(Materials provided Opens)

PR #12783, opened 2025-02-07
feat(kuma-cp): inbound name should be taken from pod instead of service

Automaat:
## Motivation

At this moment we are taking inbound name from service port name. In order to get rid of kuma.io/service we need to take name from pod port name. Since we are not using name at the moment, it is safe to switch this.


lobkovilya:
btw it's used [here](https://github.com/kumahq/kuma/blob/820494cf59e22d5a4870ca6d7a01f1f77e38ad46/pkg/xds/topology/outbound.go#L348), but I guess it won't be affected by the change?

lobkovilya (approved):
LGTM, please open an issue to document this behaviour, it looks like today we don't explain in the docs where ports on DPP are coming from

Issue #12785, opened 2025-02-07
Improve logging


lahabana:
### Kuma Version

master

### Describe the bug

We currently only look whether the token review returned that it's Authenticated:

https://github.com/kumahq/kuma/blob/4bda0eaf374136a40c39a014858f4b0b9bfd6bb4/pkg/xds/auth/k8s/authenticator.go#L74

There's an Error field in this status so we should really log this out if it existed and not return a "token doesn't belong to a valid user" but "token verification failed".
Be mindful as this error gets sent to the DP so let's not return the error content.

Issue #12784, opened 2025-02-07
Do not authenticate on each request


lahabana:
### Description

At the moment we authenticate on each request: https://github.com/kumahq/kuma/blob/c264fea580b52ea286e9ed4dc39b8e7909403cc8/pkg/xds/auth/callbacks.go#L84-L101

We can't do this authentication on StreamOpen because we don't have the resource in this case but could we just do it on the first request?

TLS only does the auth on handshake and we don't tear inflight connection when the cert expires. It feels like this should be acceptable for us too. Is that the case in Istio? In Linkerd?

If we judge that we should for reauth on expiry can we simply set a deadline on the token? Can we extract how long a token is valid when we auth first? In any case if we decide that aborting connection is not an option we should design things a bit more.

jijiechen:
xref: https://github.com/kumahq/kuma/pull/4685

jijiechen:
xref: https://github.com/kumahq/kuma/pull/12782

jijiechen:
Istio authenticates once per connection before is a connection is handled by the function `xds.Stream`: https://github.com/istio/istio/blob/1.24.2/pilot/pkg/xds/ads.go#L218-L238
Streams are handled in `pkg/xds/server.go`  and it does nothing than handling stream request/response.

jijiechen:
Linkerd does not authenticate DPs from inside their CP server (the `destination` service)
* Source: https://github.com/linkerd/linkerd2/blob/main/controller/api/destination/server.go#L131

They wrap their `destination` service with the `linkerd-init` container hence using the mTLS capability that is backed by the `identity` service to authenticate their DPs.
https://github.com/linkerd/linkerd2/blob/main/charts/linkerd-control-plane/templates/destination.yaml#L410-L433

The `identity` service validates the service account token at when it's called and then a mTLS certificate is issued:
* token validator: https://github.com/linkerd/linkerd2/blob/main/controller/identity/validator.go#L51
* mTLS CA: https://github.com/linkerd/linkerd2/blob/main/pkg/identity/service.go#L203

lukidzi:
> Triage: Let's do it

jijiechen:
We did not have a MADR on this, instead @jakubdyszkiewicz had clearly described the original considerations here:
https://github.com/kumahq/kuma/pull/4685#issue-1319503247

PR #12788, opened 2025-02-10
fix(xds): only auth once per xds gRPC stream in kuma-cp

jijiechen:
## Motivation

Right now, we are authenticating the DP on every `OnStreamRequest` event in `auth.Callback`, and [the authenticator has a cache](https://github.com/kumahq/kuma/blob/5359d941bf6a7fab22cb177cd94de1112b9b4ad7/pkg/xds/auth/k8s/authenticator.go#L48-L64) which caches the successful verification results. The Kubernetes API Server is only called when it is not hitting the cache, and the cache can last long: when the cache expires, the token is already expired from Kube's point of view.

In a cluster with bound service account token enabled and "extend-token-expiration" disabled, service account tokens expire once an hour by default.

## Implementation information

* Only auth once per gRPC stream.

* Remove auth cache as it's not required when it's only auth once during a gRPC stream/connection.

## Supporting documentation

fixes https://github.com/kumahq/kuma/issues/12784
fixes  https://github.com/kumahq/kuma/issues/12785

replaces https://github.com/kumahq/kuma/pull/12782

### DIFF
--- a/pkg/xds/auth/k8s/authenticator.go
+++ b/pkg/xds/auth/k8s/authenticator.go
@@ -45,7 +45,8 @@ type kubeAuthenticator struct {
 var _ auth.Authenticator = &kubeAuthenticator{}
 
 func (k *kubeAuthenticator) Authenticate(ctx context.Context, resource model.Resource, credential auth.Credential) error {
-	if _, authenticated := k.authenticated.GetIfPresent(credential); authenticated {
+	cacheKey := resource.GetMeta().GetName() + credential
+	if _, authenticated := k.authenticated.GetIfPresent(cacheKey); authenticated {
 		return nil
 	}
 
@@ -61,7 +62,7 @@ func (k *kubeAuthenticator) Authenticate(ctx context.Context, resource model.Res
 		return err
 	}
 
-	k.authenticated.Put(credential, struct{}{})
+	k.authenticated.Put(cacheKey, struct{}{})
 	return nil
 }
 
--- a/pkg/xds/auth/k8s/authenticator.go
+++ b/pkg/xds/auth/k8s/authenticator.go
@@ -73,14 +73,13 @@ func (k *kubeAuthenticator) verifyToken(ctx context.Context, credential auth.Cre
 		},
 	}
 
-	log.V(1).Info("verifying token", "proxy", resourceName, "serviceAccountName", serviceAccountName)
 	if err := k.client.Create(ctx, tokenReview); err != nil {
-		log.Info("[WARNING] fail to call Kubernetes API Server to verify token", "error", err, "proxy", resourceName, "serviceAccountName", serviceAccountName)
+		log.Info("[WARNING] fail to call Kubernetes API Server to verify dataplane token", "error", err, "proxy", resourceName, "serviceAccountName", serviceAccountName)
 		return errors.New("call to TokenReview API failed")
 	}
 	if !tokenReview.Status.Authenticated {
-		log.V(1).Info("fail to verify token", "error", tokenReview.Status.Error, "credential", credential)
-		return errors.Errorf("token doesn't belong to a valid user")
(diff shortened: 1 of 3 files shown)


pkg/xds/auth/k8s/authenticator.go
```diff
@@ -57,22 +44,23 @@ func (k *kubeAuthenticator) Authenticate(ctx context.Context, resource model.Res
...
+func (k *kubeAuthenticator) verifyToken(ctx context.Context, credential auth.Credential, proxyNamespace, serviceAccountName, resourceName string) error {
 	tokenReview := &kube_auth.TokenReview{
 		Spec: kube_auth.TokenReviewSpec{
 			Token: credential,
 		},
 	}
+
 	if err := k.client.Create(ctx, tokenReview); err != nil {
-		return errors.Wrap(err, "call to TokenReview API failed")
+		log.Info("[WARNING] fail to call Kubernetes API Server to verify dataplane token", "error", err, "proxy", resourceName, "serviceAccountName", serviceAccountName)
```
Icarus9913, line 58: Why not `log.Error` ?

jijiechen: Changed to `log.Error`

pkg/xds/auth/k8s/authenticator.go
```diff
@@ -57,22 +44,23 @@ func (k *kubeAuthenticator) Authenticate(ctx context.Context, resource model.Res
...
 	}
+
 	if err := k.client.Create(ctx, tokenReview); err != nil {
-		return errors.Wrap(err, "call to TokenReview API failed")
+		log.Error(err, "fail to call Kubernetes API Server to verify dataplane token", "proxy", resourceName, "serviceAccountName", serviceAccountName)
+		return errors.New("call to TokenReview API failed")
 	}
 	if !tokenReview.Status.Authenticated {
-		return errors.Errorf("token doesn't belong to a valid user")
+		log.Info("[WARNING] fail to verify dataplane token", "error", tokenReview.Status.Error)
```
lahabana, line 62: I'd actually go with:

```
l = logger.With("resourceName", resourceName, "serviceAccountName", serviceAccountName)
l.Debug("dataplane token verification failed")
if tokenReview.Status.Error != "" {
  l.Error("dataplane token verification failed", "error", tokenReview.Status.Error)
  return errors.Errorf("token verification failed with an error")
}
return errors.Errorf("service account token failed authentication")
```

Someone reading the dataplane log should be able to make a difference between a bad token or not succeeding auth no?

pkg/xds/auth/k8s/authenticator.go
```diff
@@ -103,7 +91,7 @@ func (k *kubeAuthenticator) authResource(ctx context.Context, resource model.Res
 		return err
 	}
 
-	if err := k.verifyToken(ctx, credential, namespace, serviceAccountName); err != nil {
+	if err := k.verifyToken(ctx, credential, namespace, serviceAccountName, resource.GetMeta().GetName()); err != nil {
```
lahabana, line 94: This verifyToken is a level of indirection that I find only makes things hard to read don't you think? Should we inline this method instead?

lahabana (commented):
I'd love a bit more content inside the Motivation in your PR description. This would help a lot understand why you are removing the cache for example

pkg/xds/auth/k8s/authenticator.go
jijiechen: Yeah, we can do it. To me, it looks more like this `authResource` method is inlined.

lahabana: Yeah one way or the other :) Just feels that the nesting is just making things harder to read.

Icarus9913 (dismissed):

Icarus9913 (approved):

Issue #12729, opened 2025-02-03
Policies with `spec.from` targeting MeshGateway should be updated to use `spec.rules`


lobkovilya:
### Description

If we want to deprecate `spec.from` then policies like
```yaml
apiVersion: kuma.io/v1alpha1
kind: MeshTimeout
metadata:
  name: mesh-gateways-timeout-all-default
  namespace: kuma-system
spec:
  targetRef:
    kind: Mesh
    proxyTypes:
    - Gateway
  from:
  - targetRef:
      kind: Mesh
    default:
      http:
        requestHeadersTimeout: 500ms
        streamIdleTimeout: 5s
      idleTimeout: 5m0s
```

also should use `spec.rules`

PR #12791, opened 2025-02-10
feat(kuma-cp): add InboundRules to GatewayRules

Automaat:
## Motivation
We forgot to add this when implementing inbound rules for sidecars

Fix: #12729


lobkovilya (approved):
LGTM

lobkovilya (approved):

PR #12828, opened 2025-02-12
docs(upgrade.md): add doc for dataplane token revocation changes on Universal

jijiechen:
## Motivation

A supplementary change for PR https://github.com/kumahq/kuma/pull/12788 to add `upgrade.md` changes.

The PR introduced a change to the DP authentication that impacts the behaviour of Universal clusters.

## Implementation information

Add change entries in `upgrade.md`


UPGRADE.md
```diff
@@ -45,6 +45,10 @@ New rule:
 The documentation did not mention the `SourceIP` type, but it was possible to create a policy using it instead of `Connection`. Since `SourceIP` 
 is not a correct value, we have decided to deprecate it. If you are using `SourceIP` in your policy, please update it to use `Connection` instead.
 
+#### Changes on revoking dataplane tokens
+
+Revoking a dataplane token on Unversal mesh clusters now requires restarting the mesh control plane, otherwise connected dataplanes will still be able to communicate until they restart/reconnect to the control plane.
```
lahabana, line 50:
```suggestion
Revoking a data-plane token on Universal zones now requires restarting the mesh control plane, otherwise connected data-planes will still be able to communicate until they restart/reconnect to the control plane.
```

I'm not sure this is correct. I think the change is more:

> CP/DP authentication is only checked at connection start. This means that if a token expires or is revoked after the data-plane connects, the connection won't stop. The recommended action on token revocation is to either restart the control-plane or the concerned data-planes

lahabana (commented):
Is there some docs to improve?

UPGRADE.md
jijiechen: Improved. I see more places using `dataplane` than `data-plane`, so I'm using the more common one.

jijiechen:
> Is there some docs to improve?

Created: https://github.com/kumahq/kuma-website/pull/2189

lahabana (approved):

(Materials provided Closes)

Requirement:
Set down exactly the lines above that run from the start of the listing to the line with "Issue #12784, opened 2025-02-07". Leave out every later line.

Result of the task:
PR #12783, opened 2025-02-07
feat(kuma-cp): inbound name should be taken from pod instead of service

Automaat:
## Motivation

At this moment we are taking inbound name from service port name. In order to get rid of kuma.io/service we need to take name from pod port name. Since we are not using name at the moment, it is safe to switch this.


lobkovilya:
btw it's used [here](https://github.com/kumahq/kuma/blob/820494cf59e22d5a4870ca6d7a01f1f77e38ad46/pkg/xds/topology/outbound.go#L348), but I guess it won't be affected by the change?

lobkovilya (approved):
LGTM, please open an issue to document this behaviour, it looks like today we don't explain in the docs where ports on DPP are coming from

Issue #12785, opened 2025-02-07
Improve logging


lahabana:
### Kuma Version

master

### Describe the bug

We currently only look whether the token review returned that it's Authenticated:

https://github.com/kumahq/kuma/blob/4bda0eaf374136a40c39a014858f4b0b9bfd6bb4/pkg/xds/auth/k8s/authenticator.go#L74

There's an Error field in this status so we should really log this out if it existed and not return a "token doesn't belong to a valid user" but "token verification failed".
Be mindful as this error gets sent to the DP so let's not return the error content.

Issue #12784, opened 2025-02-07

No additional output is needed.